• _What to produce_
Beginning with the first line, please return the entries exactly through the line that contains "Hi everyone!", and leave out all later lines.

• _Given entries_
════════════════

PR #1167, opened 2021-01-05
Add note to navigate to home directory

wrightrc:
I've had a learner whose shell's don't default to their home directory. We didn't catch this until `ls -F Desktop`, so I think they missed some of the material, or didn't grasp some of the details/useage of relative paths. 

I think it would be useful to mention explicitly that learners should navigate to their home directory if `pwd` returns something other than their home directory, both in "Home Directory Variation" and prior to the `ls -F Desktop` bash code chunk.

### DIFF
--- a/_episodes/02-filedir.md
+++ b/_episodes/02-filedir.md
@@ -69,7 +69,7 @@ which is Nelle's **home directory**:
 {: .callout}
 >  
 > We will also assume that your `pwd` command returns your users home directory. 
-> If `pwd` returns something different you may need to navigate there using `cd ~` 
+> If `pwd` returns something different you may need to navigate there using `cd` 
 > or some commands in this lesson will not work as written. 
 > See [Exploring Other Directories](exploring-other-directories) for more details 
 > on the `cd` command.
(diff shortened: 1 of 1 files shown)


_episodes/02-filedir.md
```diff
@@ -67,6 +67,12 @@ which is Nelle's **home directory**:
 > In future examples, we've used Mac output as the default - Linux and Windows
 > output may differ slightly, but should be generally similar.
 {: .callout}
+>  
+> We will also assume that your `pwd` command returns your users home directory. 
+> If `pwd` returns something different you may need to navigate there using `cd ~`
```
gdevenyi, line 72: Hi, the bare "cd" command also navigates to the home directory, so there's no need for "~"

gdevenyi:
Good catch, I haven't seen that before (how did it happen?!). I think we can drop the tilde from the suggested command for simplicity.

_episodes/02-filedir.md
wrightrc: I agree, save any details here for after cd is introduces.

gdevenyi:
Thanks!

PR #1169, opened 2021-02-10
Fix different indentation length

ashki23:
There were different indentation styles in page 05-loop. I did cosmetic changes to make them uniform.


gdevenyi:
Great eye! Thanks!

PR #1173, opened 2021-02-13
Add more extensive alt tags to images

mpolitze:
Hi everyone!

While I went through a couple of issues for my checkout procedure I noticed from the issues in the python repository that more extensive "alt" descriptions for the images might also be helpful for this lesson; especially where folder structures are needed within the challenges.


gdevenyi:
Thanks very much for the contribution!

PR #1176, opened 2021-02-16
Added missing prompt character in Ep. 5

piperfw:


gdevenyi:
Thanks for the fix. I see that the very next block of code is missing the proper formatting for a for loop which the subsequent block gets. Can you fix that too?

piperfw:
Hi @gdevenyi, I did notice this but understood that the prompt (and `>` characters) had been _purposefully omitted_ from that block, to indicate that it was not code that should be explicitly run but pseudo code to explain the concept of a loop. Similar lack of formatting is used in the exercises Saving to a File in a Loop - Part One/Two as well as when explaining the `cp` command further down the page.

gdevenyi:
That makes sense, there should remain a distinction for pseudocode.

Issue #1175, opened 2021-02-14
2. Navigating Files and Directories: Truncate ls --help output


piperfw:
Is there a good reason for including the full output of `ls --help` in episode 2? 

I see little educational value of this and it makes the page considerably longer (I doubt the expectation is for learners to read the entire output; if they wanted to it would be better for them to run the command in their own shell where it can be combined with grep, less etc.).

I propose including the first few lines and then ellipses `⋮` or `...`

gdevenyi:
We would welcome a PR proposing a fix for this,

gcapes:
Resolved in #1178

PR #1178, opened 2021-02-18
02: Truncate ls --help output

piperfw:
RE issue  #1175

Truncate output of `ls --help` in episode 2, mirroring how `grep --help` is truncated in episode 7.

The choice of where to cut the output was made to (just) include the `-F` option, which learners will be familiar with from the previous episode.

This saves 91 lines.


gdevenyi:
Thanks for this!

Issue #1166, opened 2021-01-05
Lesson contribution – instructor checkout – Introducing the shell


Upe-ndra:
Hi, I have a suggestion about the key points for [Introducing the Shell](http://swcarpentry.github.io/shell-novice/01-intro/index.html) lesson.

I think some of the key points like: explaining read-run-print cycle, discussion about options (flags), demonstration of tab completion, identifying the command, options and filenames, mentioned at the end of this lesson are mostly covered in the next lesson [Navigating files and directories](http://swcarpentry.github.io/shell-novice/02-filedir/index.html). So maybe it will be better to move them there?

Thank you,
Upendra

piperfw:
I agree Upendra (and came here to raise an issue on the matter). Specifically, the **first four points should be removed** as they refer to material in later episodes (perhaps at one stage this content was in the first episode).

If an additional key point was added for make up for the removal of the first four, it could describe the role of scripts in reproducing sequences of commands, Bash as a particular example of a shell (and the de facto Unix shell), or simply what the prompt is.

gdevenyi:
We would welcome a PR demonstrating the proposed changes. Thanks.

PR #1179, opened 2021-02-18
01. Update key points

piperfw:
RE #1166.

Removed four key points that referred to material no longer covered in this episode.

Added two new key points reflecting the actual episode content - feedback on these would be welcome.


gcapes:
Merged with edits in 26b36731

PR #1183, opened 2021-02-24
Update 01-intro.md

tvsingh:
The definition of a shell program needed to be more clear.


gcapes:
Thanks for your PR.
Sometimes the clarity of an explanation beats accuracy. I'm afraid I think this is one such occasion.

════════════════

• _Result of this exercise_
PR #1167, opened 2021-01-05
Add note to navigate to home directory

wrightrc:
I've had a learner whose shell's don't default to their home directory. We didn't catch this until `ls -F Desktop`, so I think they missed some of the material, or didn't grasp some of the details/useage of relative paths. 

I think it would be useful to mention explicitly that learners should navigate to their home directory if `pwd` returns something other than their home directory, both in "Home Directory Variation" and prior to the `ls -F Desktop` bash code chunk.

### DIFF
--- a/_episodes/02-filedir.md
+++ b/_episodes/02-filedir.md
@@ -69,7 +69,7 @@ which is Nelle's **home directory**:
 {: .callout}
 >  
 > We will also assume that your `pwd` command returns your users home directory. 
-> If `pwd` returns something different you may need to navigate there using `cd ~` 
+> If `pwd` returns something different you may need to navigate there using `cd` 
 > or some commands in this lesson will not work as written. 
 > See [Exploring Other Directories](exploring-other-directories) for more details 
 > on the `cd` command.
(diff shortened: 1 of 1 files shown)


_episodes/02-filedir.md
```diff
@@ -67,6 +67,12 @@ which is Nelle's **home directory**:
 > In future examples, we've used Mac output as the default - Linux and Windows
 > output may differ slightly, but should be generally similar.
 {: .callout}
+>  
+> We will also assume that your `pwd` command returns your users home directory. 
+> If `pwd` returns something different you may need to navigate there using `cd ~`
```
gdevenyi, line 72: Hi, the bare "cd" command also navigates to the home directory, so there's no need for "~"

gdevenyi:
Good catch, I haven't seen that before (how did it happen?!). I think we can drop the tilde from the suggested command for simplicity.

_episodes/02-filedir.md
wrightrc: I agree, save any details here for after cd is introduces.

gdevenyi:
Thanks!

PR #1169, opened 2021-02-10
Fix different indentation length

ashki23:
There were different indentation styles in page 05-loop. I did cosmetic changes to make them uniform.


gdevenyi:
Great eye! Thanks!

PR #1173, opened 2021-02-13
Add more extensive alt tags to images

mpolitze:
Hi everyone!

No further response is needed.